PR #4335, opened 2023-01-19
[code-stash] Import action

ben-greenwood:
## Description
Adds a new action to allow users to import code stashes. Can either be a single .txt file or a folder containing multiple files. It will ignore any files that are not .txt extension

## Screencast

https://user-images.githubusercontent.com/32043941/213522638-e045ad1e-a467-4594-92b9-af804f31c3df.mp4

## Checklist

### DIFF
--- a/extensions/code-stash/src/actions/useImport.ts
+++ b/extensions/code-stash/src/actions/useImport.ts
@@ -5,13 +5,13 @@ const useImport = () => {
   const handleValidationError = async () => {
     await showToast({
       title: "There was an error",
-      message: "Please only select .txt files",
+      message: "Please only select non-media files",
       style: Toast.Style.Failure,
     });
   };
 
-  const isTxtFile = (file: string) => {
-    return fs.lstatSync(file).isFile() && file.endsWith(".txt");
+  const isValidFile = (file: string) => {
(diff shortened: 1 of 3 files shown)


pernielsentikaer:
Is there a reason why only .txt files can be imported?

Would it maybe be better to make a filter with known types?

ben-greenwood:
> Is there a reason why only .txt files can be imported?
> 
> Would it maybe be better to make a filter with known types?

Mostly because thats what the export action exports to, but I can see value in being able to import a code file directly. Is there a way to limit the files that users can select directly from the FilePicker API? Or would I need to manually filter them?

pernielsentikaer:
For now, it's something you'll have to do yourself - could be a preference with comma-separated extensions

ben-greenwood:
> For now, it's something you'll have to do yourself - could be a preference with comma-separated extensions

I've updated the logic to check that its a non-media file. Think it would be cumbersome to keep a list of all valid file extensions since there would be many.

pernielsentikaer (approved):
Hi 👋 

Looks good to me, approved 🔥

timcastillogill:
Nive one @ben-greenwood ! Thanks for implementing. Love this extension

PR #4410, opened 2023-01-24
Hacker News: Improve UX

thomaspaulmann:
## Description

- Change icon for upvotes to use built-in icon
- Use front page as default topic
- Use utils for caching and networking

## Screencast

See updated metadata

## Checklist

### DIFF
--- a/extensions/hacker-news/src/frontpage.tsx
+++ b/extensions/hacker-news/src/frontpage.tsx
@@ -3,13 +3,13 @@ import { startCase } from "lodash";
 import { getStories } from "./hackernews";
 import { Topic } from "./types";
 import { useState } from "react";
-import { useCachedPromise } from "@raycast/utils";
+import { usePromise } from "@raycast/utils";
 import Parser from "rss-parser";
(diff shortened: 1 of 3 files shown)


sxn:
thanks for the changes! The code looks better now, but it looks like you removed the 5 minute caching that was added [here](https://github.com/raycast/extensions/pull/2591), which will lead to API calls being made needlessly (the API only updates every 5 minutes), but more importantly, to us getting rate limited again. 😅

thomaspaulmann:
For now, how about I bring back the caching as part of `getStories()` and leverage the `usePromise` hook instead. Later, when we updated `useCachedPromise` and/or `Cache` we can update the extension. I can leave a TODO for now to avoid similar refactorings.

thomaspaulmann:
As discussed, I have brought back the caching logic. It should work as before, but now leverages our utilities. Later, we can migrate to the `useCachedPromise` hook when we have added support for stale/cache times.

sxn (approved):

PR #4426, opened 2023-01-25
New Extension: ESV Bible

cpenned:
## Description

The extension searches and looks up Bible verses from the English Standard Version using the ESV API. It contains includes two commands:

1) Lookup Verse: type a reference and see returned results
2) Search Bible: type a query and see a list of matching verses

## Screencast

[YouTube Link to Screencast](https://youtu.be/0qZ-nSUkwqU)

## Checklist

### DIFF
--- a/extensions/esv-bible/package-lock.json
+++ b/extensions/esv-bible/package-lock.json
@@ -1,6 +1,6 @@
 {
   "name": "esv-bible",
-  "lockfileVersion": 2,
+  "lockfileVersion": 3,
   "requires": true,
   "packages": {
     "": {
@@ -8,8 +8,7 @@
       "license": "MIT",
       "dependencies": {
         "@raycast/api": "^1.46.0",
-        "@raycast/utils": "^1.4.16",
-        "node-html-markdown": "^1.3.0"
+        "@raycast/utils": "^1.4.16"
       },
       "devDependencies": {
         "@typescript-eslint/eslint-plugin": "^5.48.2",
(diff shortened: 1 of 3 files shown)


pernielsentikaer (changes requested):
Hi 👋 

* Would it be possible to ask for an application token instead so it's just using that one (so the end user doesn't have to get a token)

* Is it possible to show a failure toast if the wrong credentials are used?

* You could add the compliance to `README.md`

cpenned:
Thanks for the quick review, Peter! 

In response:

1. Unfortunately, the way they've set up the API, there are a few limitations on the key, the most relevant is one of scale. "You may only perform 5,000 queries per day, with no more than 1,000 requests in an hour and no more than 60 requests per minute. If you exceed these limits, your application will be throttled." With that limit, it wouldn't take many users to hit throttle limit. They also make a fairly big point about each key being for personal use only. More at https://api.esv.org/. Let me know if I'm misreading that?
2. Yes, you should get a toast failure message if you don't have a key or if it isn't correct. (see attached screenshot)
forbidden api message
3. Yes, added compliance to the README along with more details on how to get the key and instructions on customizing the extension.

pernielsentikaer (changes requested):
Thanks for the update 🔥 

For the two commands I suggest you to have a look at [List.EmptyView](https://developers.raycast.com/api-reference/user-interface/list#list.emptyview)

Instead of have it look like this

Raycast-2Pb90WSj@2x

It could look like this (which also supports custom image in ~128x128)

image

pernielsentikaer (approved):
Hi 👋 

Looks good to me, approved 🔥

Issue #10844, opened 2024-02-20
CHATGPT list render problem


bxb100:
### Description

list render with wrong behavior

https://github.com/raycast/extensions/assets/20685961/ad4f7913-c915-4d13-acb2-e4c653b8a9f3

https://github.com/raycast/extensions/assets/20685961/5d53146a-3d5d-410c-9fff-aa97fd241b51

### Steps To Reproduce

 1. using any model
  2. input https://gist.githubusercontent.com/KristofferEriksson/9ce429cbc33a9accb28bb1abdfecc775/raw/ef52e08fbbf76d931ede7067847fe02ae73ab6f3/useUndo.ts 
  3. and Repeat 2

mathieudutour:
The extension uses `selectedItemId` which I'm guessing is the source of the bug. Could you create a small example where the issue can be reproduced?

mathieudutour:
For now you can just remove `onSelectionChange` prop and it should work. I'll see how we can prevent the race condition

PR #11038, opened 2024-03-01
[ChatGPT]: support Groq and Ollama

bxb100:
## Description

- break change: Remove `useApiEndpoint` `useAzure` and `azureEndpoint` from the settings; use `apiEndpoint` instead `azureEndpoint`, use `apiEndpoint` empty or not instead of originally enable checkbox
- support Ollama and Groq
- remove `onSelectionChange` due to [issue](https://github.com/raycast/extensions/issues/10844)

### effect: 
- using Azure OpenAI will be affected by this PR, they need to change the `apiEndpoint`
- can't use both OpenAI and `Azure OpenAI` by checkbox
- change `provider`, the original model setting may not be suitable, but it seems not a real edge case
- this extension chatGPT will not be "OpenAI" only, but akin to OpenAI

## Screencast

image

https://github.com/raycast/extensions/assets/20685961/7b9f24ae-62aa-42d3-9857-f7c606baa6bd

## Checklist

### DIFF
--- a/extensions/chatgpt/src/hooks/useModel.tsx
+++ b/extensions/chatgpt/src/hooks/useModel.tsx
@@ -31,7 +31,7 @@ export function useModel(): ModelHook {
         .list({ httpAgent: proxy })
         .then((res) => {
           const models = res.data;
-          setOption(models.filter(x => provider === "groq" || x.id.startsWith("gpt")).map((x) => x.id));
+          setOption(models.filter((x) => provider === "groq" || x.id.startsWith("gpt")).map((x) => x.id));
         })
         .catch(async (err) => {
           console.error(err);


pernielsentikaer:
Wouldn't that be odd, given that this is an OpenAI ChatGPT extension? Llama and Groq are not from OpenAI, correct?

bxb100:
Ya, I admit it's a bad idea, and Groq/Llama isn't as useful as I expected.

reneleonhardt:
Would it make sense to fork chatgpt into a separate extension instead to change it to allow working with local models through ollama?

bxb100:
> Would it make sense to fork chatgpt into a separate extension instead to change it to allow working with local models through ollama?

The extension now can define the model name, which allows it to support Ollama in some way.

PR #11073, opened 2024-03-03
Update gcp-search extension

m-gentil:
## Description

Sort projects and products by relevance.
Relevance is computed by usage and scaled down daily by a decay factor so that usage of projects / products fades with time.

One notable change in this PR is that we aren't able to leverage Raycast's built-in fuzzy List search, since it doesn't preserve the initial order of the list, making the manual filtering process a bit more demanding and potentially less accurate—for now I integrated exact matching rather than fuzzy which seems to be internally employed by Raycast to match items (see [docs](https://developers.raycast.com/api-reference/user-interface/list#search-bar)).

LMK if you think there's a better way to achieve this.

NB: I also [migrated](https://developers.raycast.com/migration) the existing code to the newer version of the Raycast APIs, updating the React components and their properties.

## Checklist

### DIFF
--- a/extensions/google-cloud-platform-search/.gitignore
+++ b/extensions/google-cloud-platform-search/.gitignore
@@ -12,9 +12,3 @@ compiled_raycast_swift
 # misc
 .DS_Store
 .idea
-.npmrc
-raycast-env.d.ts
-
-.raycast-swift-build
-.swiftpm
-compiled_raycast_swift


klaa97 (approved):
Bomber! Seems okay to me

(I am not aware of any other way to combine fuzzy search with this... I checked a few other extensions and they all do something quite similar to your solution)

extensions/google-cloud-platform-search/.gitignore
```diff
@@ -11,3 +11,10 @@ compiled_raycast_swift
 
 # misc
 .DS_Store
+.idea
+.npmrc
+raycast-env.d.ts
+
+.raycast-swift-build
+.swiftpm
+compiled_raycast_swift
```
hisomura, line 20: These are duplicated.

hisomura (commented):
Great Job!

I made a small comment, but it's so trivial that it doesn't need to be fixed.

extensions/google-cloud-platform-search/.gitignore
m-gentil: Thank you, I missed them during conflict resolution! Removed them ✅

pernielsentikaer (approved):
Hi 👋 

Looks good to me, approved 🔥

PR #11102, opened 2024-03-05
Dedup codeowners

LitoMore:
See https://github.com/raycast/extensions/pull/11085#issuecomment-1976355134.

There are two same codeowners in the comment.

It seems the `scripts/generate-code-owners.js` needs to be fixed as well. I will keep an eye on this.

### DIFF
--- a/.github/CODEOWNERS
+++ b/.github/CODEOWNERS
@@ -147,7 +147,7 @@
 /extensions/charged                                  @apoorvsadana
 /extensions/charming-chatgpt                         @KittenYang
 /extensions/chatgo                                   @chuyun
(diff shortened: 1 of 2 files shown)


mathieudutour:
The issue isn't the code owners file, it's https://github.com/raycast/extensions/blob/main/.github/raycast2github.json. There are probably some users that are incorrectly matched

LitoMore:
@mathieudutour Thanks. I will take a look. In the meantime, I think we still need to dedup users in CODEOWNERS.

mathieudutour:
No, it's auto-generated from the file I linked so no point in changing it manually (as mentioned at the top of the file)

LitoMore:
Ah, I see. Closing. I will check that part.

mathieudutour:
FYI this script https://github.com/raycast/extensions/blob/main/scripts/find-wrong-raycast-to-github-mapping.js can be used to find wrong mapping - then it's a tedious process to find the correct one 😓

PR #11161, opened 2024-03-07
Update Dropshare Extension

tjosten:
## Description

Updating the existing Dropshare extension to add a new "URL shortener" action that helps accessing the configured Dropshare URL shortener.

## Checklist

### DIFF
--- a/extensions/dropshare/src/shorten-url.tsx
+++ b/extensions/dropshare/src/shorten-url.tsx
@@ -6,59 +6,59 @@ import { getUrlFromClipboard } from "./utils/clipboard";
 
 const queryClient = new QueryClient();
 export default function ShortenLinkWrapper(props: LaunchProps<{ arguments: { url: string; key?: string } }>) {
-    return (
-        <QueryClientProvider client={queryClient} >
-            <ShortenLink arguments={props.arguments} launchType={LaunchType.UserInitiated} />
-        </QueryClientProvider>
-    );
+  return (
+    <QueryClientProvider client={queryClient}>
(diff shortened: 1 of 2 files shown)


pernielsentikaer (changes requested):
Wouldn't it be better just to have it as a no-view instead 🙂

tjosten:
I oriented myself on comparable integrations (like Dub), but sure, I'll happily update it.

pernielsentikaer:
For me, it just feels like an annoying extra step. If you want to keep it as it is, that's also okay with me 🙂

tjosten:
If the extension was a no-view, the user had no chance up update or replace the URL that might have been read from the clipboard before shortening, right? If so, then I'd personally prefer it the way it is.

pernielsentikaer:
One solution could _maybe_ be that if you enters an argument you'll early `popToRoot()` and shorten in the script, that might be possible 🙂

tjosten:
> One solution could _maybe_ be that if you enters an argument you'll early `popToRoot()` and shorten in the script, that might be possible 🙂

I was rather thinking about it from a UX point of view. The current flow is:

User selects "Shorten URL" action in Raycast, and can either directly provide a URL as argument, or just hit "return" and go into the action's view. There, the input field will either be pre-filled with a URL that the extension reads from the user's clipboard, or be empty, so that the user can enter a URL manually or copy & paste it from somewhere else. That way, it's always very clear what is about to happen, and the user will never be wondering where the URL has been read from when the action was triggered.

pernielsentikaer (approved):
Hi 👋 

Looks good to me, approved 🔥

==

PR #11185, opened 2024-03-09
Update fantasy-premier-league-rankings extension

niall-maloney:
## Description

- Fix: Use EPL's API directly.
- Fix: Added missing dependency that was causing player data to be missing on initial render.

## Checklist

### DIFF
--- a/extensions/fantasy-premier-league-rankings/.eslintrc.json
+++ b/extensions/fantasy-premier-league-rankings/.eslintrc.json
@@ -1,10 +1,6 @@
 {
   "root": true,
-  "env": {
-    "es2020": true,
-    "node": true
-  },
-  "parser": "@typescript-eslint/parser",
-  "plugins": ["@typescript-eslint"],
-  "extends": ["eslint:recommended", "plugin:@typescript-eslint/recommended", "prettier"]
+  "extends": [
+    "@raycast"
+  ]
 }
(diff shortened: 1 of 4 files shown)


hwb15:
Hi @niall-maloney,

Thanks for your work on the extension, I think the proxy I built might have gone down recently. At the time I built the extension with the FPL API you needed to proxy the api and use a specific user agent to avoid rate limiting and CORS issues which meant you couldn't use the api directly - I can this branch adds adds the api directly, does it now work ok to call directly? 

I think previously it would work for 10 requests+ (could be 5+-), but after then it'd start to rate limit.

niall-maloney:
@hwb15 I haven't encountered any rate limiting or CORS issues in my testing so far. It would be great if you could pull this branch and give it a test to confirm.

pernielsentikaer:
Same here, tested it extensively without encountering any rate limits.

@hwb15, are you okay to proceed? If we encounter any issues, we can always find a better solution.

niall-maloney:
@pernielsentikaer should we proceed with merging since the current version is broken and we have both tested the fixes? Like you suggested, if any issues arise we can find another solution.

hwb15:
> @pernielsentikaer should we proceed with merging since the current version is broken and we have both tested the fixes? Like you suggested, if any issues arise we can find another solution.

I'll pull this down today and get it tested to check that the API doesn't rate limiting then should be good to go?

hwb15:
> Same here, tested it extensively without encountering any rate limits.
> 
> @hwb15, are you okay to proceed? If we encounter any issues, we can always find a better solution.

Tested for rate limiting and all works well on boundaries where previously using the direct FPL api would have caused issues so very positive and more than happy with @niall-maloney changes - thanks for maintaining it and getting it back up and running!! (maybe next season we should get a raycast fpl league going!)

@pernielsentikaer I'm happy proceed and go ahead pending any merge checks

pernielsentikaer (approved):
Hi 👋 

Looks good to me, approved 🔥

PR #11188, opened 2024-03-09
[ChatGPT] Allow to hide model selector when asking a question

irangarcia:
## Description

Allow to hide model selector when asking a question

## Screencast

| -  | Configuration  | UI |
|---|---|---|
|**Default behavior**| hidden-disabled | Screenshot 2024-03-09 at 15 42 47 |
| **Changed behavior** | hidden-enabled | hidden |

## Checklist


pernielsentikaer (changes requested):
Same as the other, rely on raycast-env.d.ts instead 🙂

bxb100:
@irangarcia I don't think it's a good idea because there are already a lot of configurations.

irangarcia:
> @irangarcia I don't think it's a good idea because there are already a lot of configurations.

## Work item
Scan the material above line by line for "wrong". State how many lines have it, and nothing more.

## Task answer
3